- _Source data_
Segment Open

PR #429, opened 2024-01-14
Add support for Zitadel authentication

thepaperpilot:
This PR adds Zitadel, a self hostable identity provider, support for OAuth logins. It works similarly to the keycloak one, but with zitadel URIs instead. It has a few more supporting files due to there not being an existing package for zitadel in the oauth bundle mbin uses.


src/Security/ZitadelAuthenticator.php
```diff
@@ -0,0 +1,125 @@
...
+                $dto = (new UserDto())->create(
+                    $username,
+                    $zitadelUser->getEmail()
+                );
+
+                $dto->plainPassword = bin2hex(random_bytes(20));
+                $dto->ip = $this->ipResolver->resolve();
+
+                $user = $this->userManager->create($dto, false);
+                $user->oauthKeycloakId = $zitadelUser->getId();
```
e-five256, line 98: should this be:

```suggestion
                $user->oauthZitadelId = $zitadelUser->getId();
```

src/Security/ZitadelAuthenticator.php
```diff
@@ -0,0 +1,125 @@
...
+use App\DTO\UserDto;
+use App\Entity\User;
+use App\Repository\UserRepository;
+use App\Service\IpResolver;
+use App\Service\UserManager;
+use App\Utils\Slugger;
+use Doctrine\ORM\EntityManagerInterface;
+use KnpU\OAuth2ClientBundle\Client\ClientRegistry;
+use KnpU\OAuth2ClientBundle\Security\Authenticator\OAuth2Authenticator;
+use thepaperpilot\OAuth2\Client\Provider\ZitadelResourceOwner;
```
e-five256, line 16: I sort of would've expected a composer vendor change for this, but I can't say for sure I know how either keycloak or zitadel work. Keycloak seems to pull in https://github.com/stevenmaguire/oauth2-keycloak/blob/master/src/Provider/KeycloakResourceOwner.php and adds it as a composer dependency

thepaperpilot: Pushing a commit for PR feedback soon, but just wanted to point out that was actually the wrong path, from when I was still figuring stuff out. It'll be updated to App\Provider\ZitadelResourceOwner, as the file is within the repository itself.

asdfzdfj (commented):
It'd be appreciated if you could provide some description for the PR

src/Security/ZitadelAuthenticator.php
```diff
@@ -0,0 +1,125 @@
...
+
+                if ($user) {
+                    $user->oauthZitadelId = $zitadelUser->getId();
+
+                    $this->entityManager->flush();
+
+                    return $user;
+                }
+
+                $username = $slugger->slug($zitadelUser->toArray()['username']);
```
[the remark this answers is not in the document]
thepaperpilot: On my instance the `username` definitely exists, but `preferred_username` included the domain which isn't what I wanted (e.g. I'd get `thepaperpilot_at_domain.tld`)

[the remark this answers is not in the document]
thepaperpilot: On [this page](https://zitadel.com/docs/apis/openidoauth/claims) in the docs it lists what fields are provided under which requests, and it has a row indicating it's provided when requested in the introspect request if the scope is specifically requested (the third column), which it is as part of the `profile` scope.
image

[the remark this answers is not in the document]
asdfzdfj: hmm ok, it might as well be zitadel misconfiguration on my part. for the `username` containing the `-at-` part is probably because zitadel likes usernames in that format, but it looks like when creating a user via admin, you can just put in user name without `@domain.tld` part and it'll accept it just fine, and that's what I did when creating a test user for testing this patch, guess I'll just let you know that this can happen for possible investigation 

for the record, this is what I get from dumping the `$zitadelUser->toArray()` just before getting username

```php
$username = $slugger->slug(dump($zitadelUser->toArray())['username'])
```

```php
 array:9 [▼
  "sub" => "249646190008795139"
  "name" => "ZITADEL Admin"
  "given_name" => "ZITADEL"
  "family_name" => "Admin"
  "locale" => "en"
  "updated_at" => 1705296726
  "preferred_username" => "tama@zitadel.localhost"
  "email" => "tama@zitadel.localhost"
  "email_verified" => true
]
```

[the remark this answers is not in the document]
thepaperpilot: I found out you were right and my code was actually preventing new users from authenticating

thepaperpilot:
Before this gets merged, I'd like to update the authenticator to update the user's username and avatar etc.

e-five256:
there's a button to convert PRs to drafts on the sidebar, we've been using that to mark/unmark things as still in progress / ready to merge, definitely recommend it to avoid us merging too early accidentally

image

thepaperpilot:
Sorry for the delay - it now copies over the avatar though.

.env.example
```diff
@@ -70,6 +70,9 @@ OAUTH_KEYCLOAK_SECRET=
 OAUTH_KEYCLOAK_URI=
 OAUTH_KEYCLOAK_REALM=
 OAUTH_KEYCLOAK_VERSION=
+OAUTH_ZITADEL_ID=
```
melroy89, line 73: does Mbin keeps working without adding this to the config?

thepaperpilot: It should, but since that file is supposed to show the possible keys I think its fine

BentiGorlich:
@thepaperpilot what is the current status? Are you finished, and only waiting for a review?

thepaperpilot:
> @thepaperpilot what is the current status? Are you finished, and only waiting for a review?

That is correct

BentiGorlich:
Ok, Then I will put that on my todo list :+1:

src/Security/ZitadelAuthenticator.php
```diff
@@ -0,0 +1,163 @@
...
+        if ($tempFile) {
+            $image = $this->imageRepository->findOrCreateFromPath($tempFile);
+            if ($image) {
+                $this->entityManager->persist($image);
+                $this->entityManager->flush();
+            }
+        }
+
+        return $image ?? null;
+    }
```
BentiGorlich, line 148: Could you refactor this, so that it is not duplicated in 3 authenticators (Zitadel, Google and Facebook)

templates/components/login_socials.html.twig
```diff
@@ -16,4 +16,8 @@
         <a href="{{ path('oauth_keycloak_connect') }}" class="btn btn__secondary"><i class="fa-solid fa-lock" aria-hidden="true"></i>
             Keycloak</a>
     {% endif %}
+    {% if this.zitadelEnabled %}
+        <a href="{{ path('oauth_zitadel_connect') }}" class="btn btn__secondary"><i class="fa-solid fa-lock" aria-hidden="true"></i>
+            Zitadel</a>
```
BentiGorlich, line 21: Could we get the icon of the zitadel org here? If it is too much effort that is fine. Maybe the Zitadel Logo itself (if they have a monochrome svg) would suffice?

BentiGorlich (commented):
If both remarks are too much work this would be good to go. 
It works and has the same standard as the other authenticators. Good job @thepaperpilot

templates/components/login_socials.html.twig
thepaperpilot: I don't think that's plausible. I checked my own instance and the url is `https://auth.incremental.social/ui/login/resources/dynamic?orgId=231964622825979915&default-policy=true&filename=policy/label/logo-dark-251434450057953312`. I have no idea how I'd get that org id though. That said, I'd urge against using the zitadel logo itself since typically instances are going to be using custom branding. In fact, I'm thinking perhaps the best thing to do would be adding 2 more env vars for the display name and logo to use for zitadel auth

.env.example
melroy89: so what I mean, is most current admin / server owners will forget to add this configuration. So Mbin should still work fine, even if `OAUTH_ZITADEL_ID` is undefined (not present in the `.env` file).

templates/components/login_socials.html.twig
melroy89: Of course it's possible. But currently we seem to use font-awesome icons (`fa`).  So now it's showing the `fa-lock` icon. 

However, font awesome doesn't have an icon / logo for Zitadel it seems. The icon seems to be come kind of triangle. so maybe `fa-caret-left` would do it for now?

image

BentiGorlich: > That said, I'd urge against using the zitadel logo itself since typically instances are going to be using custom branding. In fact, I'm thinking perhaps the best thing to do would be adding 2 more env vars for the display name and logo to use for zitadel auth

I am fine with either just keeping the lock icon or the 2 env vars with logo and name. :shrug:

melroy89: But from the user perspective it makes sense that you know you are going to Zitadel. Right?

I don't care if Zitadel then support custom logins /logos or alike. But I digress

src/Security/ZitadelAuthenticator.php
e-five256: I don't mind taking a shot at that when I go in to add the disable sso registration stuff as a follow up

templates/components/login_socials.html.twig
e-five256: I think for a first pass as is this is fine, thepaperpilot is the main user of it right now and likely already can write bespoke stuff if they haven't already. can always make it more customizable in a followup

e-five256 (approved):
seemed good to me, had a bit of trouble with zitadel itself in my own dev env, but obviously thepaperpilot is running this and I assume not seeing issues

templates/components/login_socials.html.twig
BentiGorlich: Sounds good to me

BentiGorlich (approved):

Segment Closed

The records above are to be duplicated word for word.

PR #429, opened 2024-01-14
Add support for Zitadel authentication

thepaperpilot:
This PR adds Zitadel, a self hostable identity provider, support for OAuth logins. It works similarly to the keycloak one, but with zitadel URIs instead. It has a few more supporting files due to there not being an existing package for zitadel in the oauth bundle mbin uses.


src/Security/ZitadelAuthenticator.php
```diff
@@ -0,0 +1,125 @@
...
+                $dto = (new UserDto())->create(
+                    $username,
+                    $zitadelUser->getEmail()
+                );
+
+                $dto->plainPassword = bin2hex(random_bytes(20));
+                $dto->ip = $this->ipResolver->resolve();
+
+                $user = $this->userManager->create($dto, false);
+                $user->oauthKeycloakId = $zitadelUser->getId();
```
e-five256, line 98: should this be:

```suggestion
                $user->oauthZitadelId = $zitadelUser->getId();
```

src/Security/ZitadelAuthenticator.php
```diff
@@ -0,0 +1,125 @@
...
+use App\DTO\UserDto;
+use App\Entity\User;
+use App\Repository\UserRepository;
+use App\Service\IpResolver;
+use App\Service\UserManager;
+use App\Utils\Slugger;
+use Doctrine\ORM\EntityManagerInterface;
+use KnpU\OAuth2ClientBundle\Client\ClientRegistry;
+use KnpU\OAuth2ClientBundle\Security\Authenticator\OAuth2Authenticator;
+use thepaperpilot\OAuth2\Client\Provider\ZitadelResourceOwner;
```
e-five256, line 16: I sort of would've expected a composer vendor change for this, but I can't say for sure I know how either keycloak or zitadel work. Keycloak seems to pull in https://github.com/stevenmaguire/oauth2-keycloak/blob/master/src/Provider/KeycloakResourceOwner.php and adds it as a composer dependency

thepaperpilot: Pushing a commit for PR feedback soon, but just wanted to point out that was actually the wrong path, from when I was still figuring stuff out. It'll be updated to App\Provider\ZitadelResourceOwner, as the file is within the repository itself.

asdfzdfj (commented):
It'd be appreciated if you could provide some description for the PR

src/Security/ZitadelAuthenticator.php
```diff
@@ -0,0 +1,125 @@
...
+
+                if ($user) {
+                    $user->oauthZitadelId = $zitadelUser->getId();
+
+                    $this->entityManager->flush();
+
+                    return $user;
+                }
+
+                $username = $slugger->slug($zitadelUser->toArray()['username']);
```
[the remark this answers is not in the document]
thepaperpilot: On my instance the `username` definitely exists, but `preferred_username` included the domain which isn't what I wanted (e.g. I'd get `thepaperpilot_at_domain.tld`)

[the remark this answers is not in the document]
thepaperpilot: On [this page](https://zitadel.com/docs/apis/openidoauth/claims) in the docs it lists what fields are provided under which requests, and it has a row indicating it's provided when requested in the introspect request if the scope is specifically requested (the third column), which it is as part of the `profile` scope.
image

[the remark this answers is not in the document]
asdfzdfj: hmm ok, it might as well be zitadel misconfiguration on my part. for the `username` containing the `-at-` part is probably because zitadel likes usernames in that format, but it looks like when creating a user via admin, you can just put in user name without `@domain.tld` part and it'll accept it just fine, and that's what I did when creating a test user for testing this patch, guess I'll just let you know that this can happen for possible investigation 

for the record, this is what I get from dumping the `$zitadelUser->toArray()` just before getting username

```php
$username = $slugger->slug(dump($zitadelUser->toArray())['username'])
```

```php
 array:9 [▼
  "sub" => "249646190008795139"
  "name" => "ZITADEL Admin"
  "given_name" => "ZITADEL"
  "family_name" => "Admin"
  "locale" => "en"
  "updated_at" => 1705296726
  "preferred_username" => "tama@zitadel.localhost"
  "email" => "tama@zitadel.localhost"
  "email_verified" => true
]
```

[the remark this answers is not in the document]
thepaperpilot: I found out you were right and my code was actually preventing new users from authenticating

thepaperpilot:
Before this gets merged, I'd like to update the authenticator to update the user's username and avatar etc.

e-five256:
there's a button to convert PRs to drafts on the sidebar, we've been using that to mark/unmark things as still in progress / ready to merge, definitely recommend it to avoid us merging too early accidentally

image

thepaperpilot:
Sorry for the delay - it now copies over the avatar though.

.env.example
```diff
@@ -70,6 +70,9 @@ OAUTH_KEYCLOAK_SECRET=
 OAUTH_KEYCLOAK_URI=
 OAUTH_KEYCLOAK_REALM=
 OAUTH_KEYCLOAK_VERSION=
+OAUTH_ZITADEL_ID=
```
melroy89, line 73: does Mbin keeps working without adding this to the config?

thepaperpilot: It should, but since that file is supposed to show the possible keys I think its fine

BentiGorlich:
@thepaperpilot what is the current status? Are you finished, and only waiting for a review?

thepaperpilot:
> @thepaperpilot what is the current status? Are you finished, and only waiting for a review?

That is correct

BentiGorlich:
Ok, Then I will put that on my todo list :+1:

src/Security/ZitadelAuthenticator.php
```diff
@@ -0,0 +1,163 @@
...
+        if ($tempFile) {
+            $image = $this->imageRepository->findOrCreateFromPath($tempFile);
+            if ($image) {
+                $this->entityManager->persist($image);
+                $this->entityManager->flush();
+            }
+        }
+
+        return $image ?? null;
+    }
```
BentiGorlich, line 148: Could you refactor this, so that it is not duplicated in 3 authenticators (Zitadel, Google and Facebook)

templates/components/login_socials.html.twig
```diff
@@ -16,4 +16,8 @@
         <a href="{{ path('oauth_keycloak_connect') }}" class="btn btn__secondary"><i class="fa-solid fa-lock" aria-hidden="true"></i>
             Keycloak</a>
     {% endif %}
+    {% if this.zitadelEnabled %}
+        <a href="{{ path('oauth_zitadel_connect') }}" class="btn btn__secondary"><i class="fa-solid fa-lock" aria-hidden="true"></i>
+            Zitadel</a>
```
BentiGorlich, line 21: Could we get the icon of the zitadel org here? If it is too much effort that is fine. Maybe the Zitadel Logo itself (if they have a monochrome svg) would suffice?

BentiGorlich (commented):
If both remarks are too much work this would be good to go. 
It works and has the same standard as the other authenticators. Good job @thepaperpilot

templates/components/login_socials.html.twig
thepaperpilot: I don't think that's plausible. I checked my own instance and the url is `https://auth.incremental.social/ui/login/resources/dynamic?orgId=231964622825979915&default-policy=true&filename=policy/label/logo-dark-251434450057953312`. I have no idea how I'd get that org id though. That said, I'd urge against using the zitadel logo itself since typically instances are going to be using custom branding. In fact, I'm thinking perhaps the best thing to do would be adding 2 more env vars for the display name and logo to use for zitadel auth

.env.example
melroy89: so what I mean, is most current admin / server owners will forget to add this configuration. So Mbin should still work fine, even if `OAUTH_ZITADEL_ID` is undefined (not present in the `.env` file).

templates/components/login_socials.html.twig
melroy89: Of course it's possible. But currently we seem to use font-awesome icons (`fa`).  So now it's showing the `fa-lock` icon. 

However, font awesome doesn't have an icon / logo for Zitadel it seems. The icon seems to be come kind of triangle. so maybe `fa-caret-left` would do it for now?

image

BentiGorlich: > That said, I'd urge against using the zitadel logo itself since typically instances are going to be using custom branding. In fact, I'm thinking perhaps the best thing to do would be adding 2 more env vars for the display name and logo to use for zitadel auth

I am fine with either just keeping the lock icon or the 2 env vars with logo and name. :shrug:

melroy89: But from the user perspective it makes sense that you know you are going to Zitadel. Right?

I don't care if Zitadel then support custom logins /logos or alike. But I digress

src/Security/ZitadelAuthenticator.php
e-five256: I don't mind taking a shot at that when I go in to add the disable sso registration stuff as a follow up

templates/components/login_socials.html.twig
e-five256: I think for a first pass as is this is fine, thepaperpilot is the main user of it right now and likely already can write bespoke stuff if they haven't already. can always make it more customizable in a followup

e-five256 (approved):
seemed good to me, had a bit of trouble with zitadel itself in my own dev env, but obviously thepaperpilot is running this and I assume not seeing issues

templates/components/login_socials.html.twig
BentiGorlich: Sounds good to me

BentiGorlich (approved):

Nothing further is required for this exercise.